VLIW Processing Engines
The PEs in each tile are minimalist VLIW cores, that use a 96 bit instruction word to encode up to 8 operations using a 10 port register file. The emphasis here is on minimalist; the PEs don’t have caches, virtual memory, coherency or any of the other niceties that are found in modern embedded processors, let alone high performance ones. The operations in each word are two single precision FMACs, load, store, network send, network receive, branch and power management. The load and store instructions can access the 2KB data memory, and the instructions are fetched from a 3KB instruction memory. Roughly 74% of the PEs are covered by NMOS sleep transistors, which have a 5.4% area and 4% frequency penalty. The FMAC units use a 9 stage pipeline, with a single stage for accumulation. They have either a 3 or 6 cycle pipelined wake up, which reduces current spikes, but allows execution to initiate after a single cycle.

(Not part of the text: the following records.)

PR #30622, opened 2026-08-28
[Deepcast] Fix close window preference being ignored in default case

### LINKED ISSUE #30609: [Deepcast] Closes on translation even with stay open selected
### Extension

https://www.raycast.com/mooxl/deepcast

### Raycast Version

2.1.1.0

### OS Version

macOS Tahoe 26.5.1 arm64

### Description

When I translate something it copies to my clipboard and closes, with "View in raycast" selected, and "close raycast after translation" turned off

Image

### Steps To Reproduce

1. Translate text, with cmd + enter
2. Watch it disappear and copy to clipboard despite settings saying otherwise 

### Current Behaviour

_No response_

### Expected Behaviour

_No response_

szupzj18:
## Root cause

In commit f5276eb (Preserve hyperlinks in translated text), the `default` case of the `onTranslateAction` switch in `sendTranslateRequest` was changed from `toast.hide(); delayedCloseWindow(...)` to `copyTranslatedText(); showToast(...)`. The `delayedCloseWindow` call was removed, so the `closeRaycastAfterTranslation` preference is no longer respected in the default path.

The `onTranslateAction` dropdown has no `default` value in `package.json`, so when the preference is unset (or not yet saved), `prefs.onTranslateAction` is `undefined` and the switch falls through to `default`. This is the path used by all language-specific no-view commands (e.g. "Translate into Spanish") via the `translate()` helper, which does not pass `onTranslateAction`.

Users report that Raycast closes after translation even with "Close Raycast After Translation" turned off (#30609).

## Change

1. **`src/utils.ts`** — Add `delayedCloseWindow(closeRaycastAfterTranslation)` back to the `default` case, guarded by `onTranslateAction !== "none"` so the main `index.tsx` form (which explicitly passes `"none"`) is unaffected.
2. **`package.json`** — Add `"default": "clipboard"` to the `onTranslateAction` preference so it always has a valid value on fresh installs.

## Validation

- RED→GREEN TDD: wrote a test that calls `sendTranslateRequest` with no `onTranslateAction` and `closeRaycastAfterTranslation: true`, asserting `closeMainWindow` is called. RED (fails before fix), GREEN (passes after fix).
- Regression: `onTranslateAction: "none"` (main form) does not call `closeMainWindow` even with `closeRaycastAfterTranslation: true`.
- Regression: `closeRaycastAfterTranslation: false` does not call `closeMainWindow` in the default case.
- All 15 existing `hyperlinks.test.ts` tests pass.

Fixes #30609


lambegraham:
Thank you @szupzj18 for this, and @pernielsentikaer for reviewing. Using translation 50+ times a day, this got very annoying very quick.

12ian34:
Thank you all for fixing my error - so sorry for the inconvenience :(

pernielsentikaer (approved):
Looks good to me, approved 🔥

lambegraham:
@szupzj18 Unfortunately my issue was not solved by this. Using latest extension and raycast version, fully deleted settings and set up fresh. Same issue, still closes when I translate. #30609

Figure 3 – Tile Microarchitecture
One future research direction for is 3D integration. The Teraflops group intends to connect to an external SRAM that is packaged below the device. This offers huge benefits in terms of bandwidth and latency, but is limited by power dissipation. Only one chip can be mated to a heatsink, and all others must have relatively little thermal dissipation. Initial 3D integration will probably use internally manufactured SRAMs, however, a natural evolution would be to use DRAMs. DRAMs have the advantage that they offer vastly greater capacity, lower power consumption and lower cost. However, Intel has long since exited that business and would have to work with an external partner.